Bu projesini hayata geçirmese bile, böyle bir düşünce içinde olduğu için Hadise’yi yürekten kutluyorum. Hadise’yi seviyordum. Bu yüzden ona karşı sevgim daha da arttı. Ancak Hadise’ye bir gerçeği de anımsatmakta yarar görüyorum.
Kendisi gibi menajerliğini yapan ablası Hülya da Belçika’da yaşadığı için Türkiye’deki işleyişi bilmiyor olabilir, bu da normaldir. Hadise’nin bağış okulu için para biriktirmesine gerek yok.
Bağış okulunda sistem şöyle çalışıyor.
Valilik ve Milli Eğitim, bağış okulu yapmak isteyene arsayı gösterip, projesini de veriyor.
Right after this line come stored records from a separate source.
PR #362, opened 2023-01-01
Adds Ruby 3.2 to the CI matrix

petergoldstein:
I'm not sure if Ruby 3.2 will work with Rails 6.0 or 6.1. One or both of those may need to be excluded.


magnusvk:
Looks like it worked without issues. Thank you!

PR #367, opened 2023-04-01
Add support for multilevel many-to-many counters

SlayerDF:


lib/counter_culture/counter.rb
```diff
@@ -182,7 +182,11 @@ def foreign_key_value(obj, relation, was = false)
         value = value.send(relation.shift)
       end
 
-      return value.try(relation_primary_key(original_relation, source: obj, was: was).try(:to_sym))
+      if value.is_a?(ActiveRecord::Associations::CollectionProxy)
+        value.map { |v| v.try(relation_primary_key(original_relation, source: obj, was: was).try(:to_sym)) }
+      else
+        value.try(relation_primary_key(original_relation, source: obj, was: was).try(:to_sym))
```
magnusvk, line 188: Can we pull this out into a helper method like
```
def relation_primary_key_from_model(model, original_relation, obj, was)
  model.try(relation_primary_key(original_relation, source: obj, was: was).try(:to_sym)
end
```
Not sure if that's worth it, but it makes it clearer that the same thing is happening in both cases, just mapping in one.

spec/models/many_to_many/reader.rb
```diff
@@ -0,0 +1,4 @@
+class Reader < ActiveRecord::Base
```
magnusvk, line 1: I might be reading this wrong, but it looks like the `Reader` class isn't actually required for the test scenario here, is it?

magnusvk (commented):
I think this looks good—is it worth adding a note to the Readme file about this?

spec/models/many_to_many/reader.rb
SlayerDF: Actually, the problem with this scenario cannot be solved so easily, and the implementation is too naive. In the scenario, we have a `ReadersArticle` that updates the `readers_count` counter. Everything works fine until we delete the associated `AuthorsArticle`, which leads to the counter becoming out of sync.

Therefore, I don't see much benefit in this functionality. Unless leaving the technical possibility of specifying a multi-level path for the counter, and letting the implementation be up to a user, as it should be quite complex.

magnusvk: Should we close this then?

Issue #285, opened 2020-06-11
Supported Ruby version is still >= 2.3, right?


deanmi:
Hi,

First, I want to thank you for creating such an awesome gem! I'd like to make sure that I understand the change log comment for v2.5.0, which says dropped support for Ruby 2.3 and 2.4. The [gemspec still says 2.3 and greater](https://github.com/magnusvk/counter_culture/blob/78359792a287fbfe063609bfa2d558a289b37b8c/counter_culture.gemspec#L16), and looking at the commits for 2.5.0 it looks like you just dropped test support for 2.3 and 2.4.  Is that correct?  In other words, counter_culture should still work with Ruby 2.3 and above, correct?   Thanks!

magnusvk:
@deanmi well—it *probably* works. Given that it's not tested anymore and that Ruby 2.3 is EOL there's no guarantees. And I do remember there being at least one test failure—otherwise I wouldn't have dropped testing for it. But it's quite possible it was something obscure like a gemset failure or a feature you don't use. So yeah, if it works for you, no reason to panic. At the same time, you should probably upgrade anyhow. ;)

PR #369, opened 2023-06-08
Set required_ruby_version to officially supported Ruby versions

r7kamura:
As a user of this gem, when I run `bundle install`, I want it resolved to the latest version that is guaranteed to work with the Ruby version I am currently using.

From looking at CHANGELOG.md, it seems that this Gem currently only officially supports Ruby 2.6 and above. This leads me to believe that it would be better to keep the required_ruby_version in line with that as well.

What do you think?


r7kamura:
Maybe related issue:

- https://github.com/magnusvk/counter_culture/issues/285

PR #370, opened 2023-06-19
Handle reading primary key option from polymorphic association

jorge-d:
## Content

Allow reading the `primary_key` option on polymorphic associations when it's present instead of returning the association's `primary_key`.

Basically the issue is that I have an association defined such as:

```
  belongs_to :target, polymorphic: true, foreign_key: :target_uid, primary_key: :uid

  has_many :something_plurals, 
      as: :target,
      class_name: 'SomeClass',
      inverse_of: :target,
      foreign_key: :target_uid,
      primary_key: :uid
```

and yet `counter_culture` gem was trying to hit `Target#id` because `uid` is not the primary column of the table for now.

So my fix is to bypass the reflection on primary key if it's explicitly part of the polymorphic definition.


magnusvk (approved):
Looks good, thank you!

magnusvk:
Released with gem version 3.3.1.

PR #371, opened 2023-06-27
Skip counter culture update

RuslanHassonov:
Added the option to wrap code in `Model.skip_counter_culture_updates { ... }` block. With this block, we are able to skip counter_culture create, update and destroy callbacks when required and prevent unnecessary database queries.


magnusvk:
Could you just skip all callbacks instead? That strikes me as possibly the simpler solution here...

RuslanHassonov:
@benjaminwols can you please review this?

lib/counter_culture/extensions.rb
```diff
@@ -91,6 +91,14 @@ def counter_culture_fix_counts(options = {})
           reconciler.changes
         end.compact
       end
+
+      def skip_counter_culture_updates
+        counter_culture_updates_was = Thread.current[:skip_counter_culture_updates]
```
benjaminwols, line 96: Something like this
```suggestion
        return unless block_given?

        counter_culture_updates_was = Thread.current[:skip_counter_culture_updates]
```

benjaminwols (changes requested):

RuslanHassonov:
> Could you just skip all callbacks instead? That strikes me as possibly the simpler solution here...

@magnusvk I'm not entirely sure what you mean. Could you please make a suggestion?

magnusvk:
counter_culture uses ActiveRecord callbacks. So if you save / insert your records in a way that doesn't trigger callbacks (for example `insert_all` or `update_columns`) then counter_culture won't be triggered. And, generally speaking, if your updates are performance-sensitive then that's probably what you want to do. So I'm inclined to say it's not worth introducing this complexity in the gem.

RuslanHassonov:
The reason why I've developed this change is because I still want to run validations and some callbacks of our own, but not counter_culture callbacks (not until later, at least). `.insert_all` or `.update_columns` will skip everything, which I'm trying to avoid.

spec/counter_culture_spec.rb
```diff
@@ -98,6 +98,67 @@ def yaml_load(yaml)
...
+    user = User.create
+    product = Product.create
+
+    expect(user.reviews_count).to eq(0)
+    expect(product.reviews_count).to eq(0)
+    expect(user.review_approvals_count).to eq(0)
+
+    Review.skip_counter_culture_updates do
+      user.reviews.create :user_id => user.id, :product_id => product.id, :approvals => 13
+    end
```
magnusvk, line 111: Can you add some code below that makes sure the updates resume at the end of the block?

spec/counter_culture_spec.rb
```diff
@@ -98,6 +98,67 @@ def yaml_load(yaml)
...
+
+  it "skips increments counter cache on update" do
+    user = User.create
+    user.reviews.create :user_id => user.id, :approvals => 13
+
+    user.reload
+
+    expect(user.review_approvals_count).to eq(13)
+
+    Review.skip_counter_culture_updates do
```
magnusvk, line 129: Same here

spec/counter_culture_spec.rb
```diff
@@ -98,6 +98,67 @@ def yaml_load(yaml)
...
+
+    user.reload
+    product.reload
+
+    expect(user.reviews_count).to eq(1)
+    expect(product.reviews_count).to eq(1)
+    expect(user.review_approvals_count).to eq(13)
+
+    Review.skip_counter_culture_updates do
+      user.reviews.last.destroy
```
magnusvk, line 151: And here

spec/counter_culture_spec.rb
```diff
@@ -98,6 +98,67 @@ def yaml_load(yaml)
...
+    end
+
+    user.reload
+    product.reload
+
+    expect(user.reviews_count).to eq(1)
+    expect(product.reviews_count).to eq(1)
+    expect(user.review_approvals_count).to eq(13)
+  end
```
magnusvk, line 160: Can you also add a separate set of tests that makes sure this behavior works correctly when using nested calls to `skip_counter_culture_updates` across multiple models?

magnusvk (commented):
Fair enough. I'm frankly pretty reluctant to include this since it has never come up before, but it's simple enough that it's probably fine.

Can you also add some documentation for this in the readme file? Thanks.

RuslanHassonov:
@magnusvk Apologies for the late reply, I'll apply the suggested changes as soon as I'm able to.

magnusvk (approved):
Thank you!

magnusvk:
Released as gem version 3.4.0

PhilCoggins:
> Fair enough. I'm frankly pretty reluctant to include this since it has never come up before, but it's simple enough that it's probably fine.

*https://github.com/magnusvk/counter_culture/issues/299 has entered the chat*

Okulu yaptırmak isteyen kişi ya da kuruluş, orası için harcadığı parayı devlete ödeyeceği vergiden düşüyor.
Yani bağışçı, ödediği verginin nereye gittiğini görüyor.
O nedenle Hadise’nin bağış okulu için ayrıca para biriktirmesine gerek yok.
Balık yemek günah, ama İşkence mübah!
tv8’de “Ley-Lay-La” adlı bir program yapan Leyla Bilginel, Antalya Ekşili Köyü’nde, balık avlamış. Bilgili, günün sonunda tuttuğu balıkları denize bırakmış.
Hayvanlara, doğaya saygı bu mu yani?
Sevsinler senin çevreciliğini.
Hadi diyelim ki Leyla Bilginel, şov dünyasından biri.
Programı ilgi çeksin, haber olsun diye yapıyor bunu.
Yaban TV’de, Discovery’de koca koca adamlar da yapıyor aynısını.
Hangi balığın, hangi oltayla nasıl tutulacağını bir güzel anlatıyorlar.
Sonra da o yöntemle tuttukları balıkları, ağızları yara bere içinde suya bırakıyorlar.